-- Data listing follows --

PR #469, opened 2022-07-15
Feat/deprecate vault interfaces

alcueca:
Deprecate the vault-interfaces repo and bring the interfaces into vault-v2


.gitmodules
```diff
@@ -1,21 +1,15 @@
...
 	url = https://github.com/makerdao/dss-interfaces
-[submodule "packages/foundry/lib/yieldspace-tv"]
-	path = packages/foundry/lib/yieldspace-tv
-	url = https://github.com/yieldprotocol/yieldspace-tv
 [submodule "packages/foundry/lib/forge-std"]
 	path = packages/foundry/lib/forge-std
 	url = https://github.com/foundry-rs/forge-std
+[submodule "packages/foundry/lib/yieldspace-tv"]
+	path = packages/foundry/lib/yieldspace-tv
+	url = https://github.com/yieldprotocol/yieldspace-tv
```
bbonanno, line 15: So git resolves the circular dependency?

bbonanno:
this also adds a lot of Uniswap contracts, ignoring scope of the PR, wouldn't it be better to use a foundry dependency when possible?

devtooligan (approved):
lgtm after addressing @bbonanno's questions

.gitmodules
alcueca: The circular dependencies are resolved with submodules, npm and remappings. I'm not very clear on how I managed to do it now.

alcueca: Ok, so looking back into it, for foundry to work I do forge install and a remapping.

For hardhat, I do npm install.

-- Data listing concluded --

Try it
Nothing above should be left out; write out every record exactly.

Result of the exercise
PR #469, opened 2022-07-15
Feat/deprecate vault interfaces

alcueca:
Deprecate the vault-interfaces repo and bring the interfaces into vault-v2


.gitmodules
```diff
@@ -1,21 +1,15 @@
...
 	url = https://github.com/makerdao/dss-interfaces
-[submodule "packages/foundry/lib/yieldspace-tv"]
-	path = packages/foundry/lib/yieldspace-tv
-	url = https://github.com/yieldprotocol/yieldspace-tv
 [submodule "packages/foundry/lib/forge-std"]
 	path = packages/foundry/lib/forge-std
 	url = https://github.com/foundry-rs/forge-std
+[submodule "packages/foundry/lib/yieldspace-tv"]
+	path = packages/foundry/lib/yieldspace-tv
+	url = https://github.com/yieldprotocol/yieldspace-tv
```
bbonanno, line 15: So git resolves the circular dependency?

bbonanno:
this also adds a lot of Uniswap contracts, ignoring scope of the PR, wouldn't it be better to use a foundry dependency when possible?

devtooligan (approved):
lgtm after addressing @bbonanno's questions

.gitmodules
alcueca: The circular dependencies are resolved with submodules, npm and remappings. I'm not very clear on how I managed to do it now.

alcueca: Ok, so looking back into it, for foundry to work I do forge install and a remapping.

For hardhat, I do npm install.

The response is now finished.